Fourteen towers, a UNESCO skyline unchanged in 700 years, and the world’s most-awarded artisan gelato. Here’s everything you need to know before you arrive.
San Gimignano is one of the best-preserved medieval towns in Europe. Small enough to walk end-to-end in 20 minutes, rich enough to keep you busy for two days. The kind of place that stays with you long after you’ve left — which is, you suspect, exactly the effect it had on the pilgrims who passed through here 800 years ago.
We’ve been sending travellers and pilgrims through San Gimignano for years as part of our Via Francigena tours through Tuscany. In that time we’ve collected the questions people ask, the mistakes they make, and the things they’re most glad they did. This guide is that knowledge, organised.

The Story: Why did they build so many towers?
The towers of San Gimignano were not defensive structures. They weren’t watchtowers or military fortifications. They were, in the most human possible sense, a flex.
San Gimignano sat at a key junction on the Via Francigena — the main pilgrimage road connecting northern Europe to Rome. From the 10th to 13th centuries the town grew wealthy on two commodities: saffron (still grown here today, still DOP-protected) and copper. That wealth pooled in the hands of rival noble families — the Ardinghelli and the Salvucci most prominently — and they did what wealthy rivals have always done: competed to outdo each other.
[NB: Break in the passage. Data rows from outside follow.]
PR #537, opened 2026-06-04
reject filenames longer than 65535 bytes in _zip_set_name

rootvector2:
noticed the `TODO: check for string too long` in `_zip_set_name` is real: it narrows `strlen(name)` to `zip_uint16_t`, so `zip_file_add`/`zip_dir_add` silently truncate a name over 65535 bytes to a different (possibly colliding) entry, while `zip_file_rename` already rejects it at its entry point, so add the same guard in the callee.


dillof:
Thanks for the fix, we rewrote it slightly to avoid calling strlen twice.

PR #540, opened 2026-06-13
ga: enable windows and fix build

scribam:


0-wiz-0:
Thank you! That did indeed fix the build, and we have merged the changes manually.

The towers were their scoreboard. At the peak of this medieval arms race, 72 towers rose above the town walls. Building regulations eventually capped new towers at the height of the tallest existing one (the Palazzo Comunale’s Torre Grossa, still standing at 54 metres) — which only intensified the competition to build faster before the rules changed.
San Gimignano is sometimes called the “Manhattan of the Middle Ages” — not because of skyscrapers, but because of something far older than Manhattan: the human need to build taller than your neighbour to prove a point.
In 1348, the Black Death halved the population. The town’s economic power collapsed, and San Gimignano surrendered its independence to Florence in 1353. Ironically, this political defeat may have saved it: Florence had no reason to develop or modernise the place, so it stayed exactly as it was. A medieval town that simply never had to grow up. When the Grand Tour travellers arrived in the 18th and 19th centuries, they found it essentially intact — and were astonished. We still are.
What to See: The sights that are worth your time (and the ones that aren’t)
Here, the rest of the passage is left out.